People I know from other countries, not just Europe, are looking on and wondering what we are thinking. And then we elect a government that are incompetent, that lie to us, and that only do things to enhance their own narrow agendas.

We break treaties and ignore the ones we've decided we don't like, and are starting to change things that we think are too restrictive, even though they make the world a better place. I'm not proud at the moment.

Caleo Fri 14-Jan-22 13:04:47

Moral leadership instead of self seeking lies.

Caleo Fri 14-Jan-22 13:06:16

The second world war , then Clement Attlee's government were the best times.

Whitewavemark2 Fri 14-Jan-22 13:23:24

It starts with politicians of integrity. Look at how entirely embarrassing Johnson was as foreign secretary. Look what he said on numerous visits! The rot started then. It has continued at speed since Johnson’s premiership, and every minister is culpable.

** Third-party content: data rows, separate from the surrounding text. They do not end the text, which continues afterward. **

PR #164, opened 2025-07-01
Drop requirement that language names match in parsed Trieste files

EliasC:
Parsing a Trieste file used to fail if the language names did not match. This PR insteads logs a debug message if this is the case, but does not require it. The use case for this is targeting an external Trieste tool like vbcc. There is also some overdue formatting fixes.

### DIFF
--- a/include/trieste/driver.h
+++ b/include/trieste/driver.h
@@ -66,6 +66,10 @@ namespace trieste
       std::filesystem::path output;
       build->add_option("-o,--output", output, "Output path.");
 
+      std::string language_name = reader.language_name();
+      build->add_option(
+        "-n,--language_name", language_name, "Language name to use for the output file.");
+
       std::filesystem::path dump_passes;
       build->add_option(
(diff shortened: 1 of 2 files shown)


mjp41 (approved):
Looks fine to me.  I guess I wonder if we should add a feature to change the language output name?  Then this would be an intentional output targeting thing?

matajoh (dismissed):
Just a small thing, but there are a lot of superfluous whitespace changes in this PR. It would be good to keep the changes to just the actual functional edit for clarity.

EliasC:
@matajoh formatting changes reverted! This was me compensating for forgetting to run the formatter in a previous PR.

EliasC:
> @mjp41: Looks fine to me. I guess I wonder if we should add a feature to change the language output name? Then this would be an intentional output targeting thing?

Added specifying language name as an option. We could revert the change and now require names to match, but I don't know that this would help anyone.

mjp41 (approved):
LGTM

Baggs Fri 14-Jan-22 13:35:55

Thanks for the replies, A and C.

mayisay Fri 14-Jan-22 13:42:24

I can remember at least fifteen years ago while on holiday in Canada, that a veteran asked me "What has happened to that once great country of yours?". So this was way before a Tory Government, and Brexit. I believe mass immigration has been a major factor, and we are losing our identity in England.

Kali2 Fri 14-Jan-22 13:45:51

Been watching East Enders! wow.

GagaJo Fri 14-Jan-22 13:53:29

Totally disagree, mayisay. I think one of the benefits or positive points of the UK is our multi cultural society.

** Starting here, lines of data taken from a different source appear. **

PR #168, opened 2025-09-15
Off-by-one bug in Fuzzer

matajoh:
Fixes an off-by-one bug in the Fuzzer that was causing the last pass to never be tested. Fixing this bug then exposed a bug in the final pass of the yaml parser, which this PR also fixes.


EliasC (approved):
LGTM

PR #170, opened 2025-09-25
JSON unicode escaping

matajoh:
`json::escape` was escaping all Unicode characters in strings by default. However, as a result it was also inadventantly encoding UTF16 characters, which is not supported by the codec. Furthermore, it was double-encoding the backslash, which resulted in subsequent parse errors.

The fix is that `json::encode` no longer automatically escapes UTF8 characters. If that is the desired behaviour, there is a new `json::escape_unicode` which escapes all UTF8 characters and (correctly) encodes a Unicode BAD value (`0xFFFD`) if a UTF16 value is encountered.


mjp41 (approved):
LGTM

PR #173, opened 2025-10-08
Adding synthetic origins for readers and thread-local log level

matajoh:
This PR addresses two small issues and makes a significant change to logging:

1. While sources could have synthetic origins, there was no way to specify this when creating a synthetic origin for a reader. This fixes that issue.
2. The setting of log level from a string was case sensitive. This change makes it case insensitive to make the API slightly easier to use.
3. It is sometimes desirable to have different logging behaviour depending on the thread, but previously this was not possible due to the log level being a global property. This change allows more granular behaviour by making log level thread-local. As part of this change, it adds a new RAII `LocalLogLevel` object which allows the log level to change for a particular block of code.


include/trieste/logging.h
```diff
@@ -63,11 +65,19 @@ namespace trieste::logging
...
     };
 
-    // Used to set which level of message should be reported.
-    inline LogLevel report_level{LogLevel::Output};
+    // Used to set which default level of message should be reported.
+    inline LogLevel default_report_level{LogLevel::Uninitialized};
+
+    static detail::LogLevel& thread_local_report_level()
+    {
+      static thread_local detail::LogLevel report_level = default_report_level == LogLevel::Uninitialized ? LogLevel::Output : default_report_level;
```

Whitewavemark2 Fri 14-Jan-22 13:58:43

James Oh Brien
@mrjamesob
·
20h
Boris Johnson, Jacob Rees-Mogg & Andrew Windsor are currently the faces of ‘Global Britain’.

This is the problem.

Dinahmo Fri 14-Jan-22 14:04:47

mayisay we have always had immigration to this country. We
are a mixture and IMO that is a good thing. How long ago was it that Chicken Korma was first voted the nation's favourite dish?

Kamiso Fri 14-Jan-22 14:06:05

In the early seventies I worked with a miserable grumpy old man who kept insisting the country had gone to the dogs! He brought a pregnant young colleague to tears with his insistence that it was a terrible world to bring a child into.

Good job many of us didn’t feel the same way as we would have no children or grandchildren to enjoy or lives to really live.

Life is what you make it. You can choose to wallow in gloom and misery or make an effort to think of the positives in your life and just get on with it.

Whitewavemark2 Fri 14-Jan-22 14:07:32

Kamiso

In the early seventies I worked with a miserable grumpy old man who kept insisting the country had gone to the dogs! He brought a pregnant young colleague to tears with his insistence that it was a terrible world to bring a child into.

Good job many of us didn’t feel the same way as we would have no children or grandchildren to enjoy or lives to really live.

Life is what you make it. You can choose to wallow in gloom and misery or make an effort to think of the positives in your life and just get on with it.

What you are talking about is quite different from what the OP meant.

Dinahmo Fri 14-Jan-22 14:09:10

Baggs Probably when Cameron resigned.

When will the UK be kicked out of the G7 and the G20? Since the G20 is about money I don't suppose that matters too much but the G7 - the group of the most powerful nations in the world. Can the UK really claim still to be one?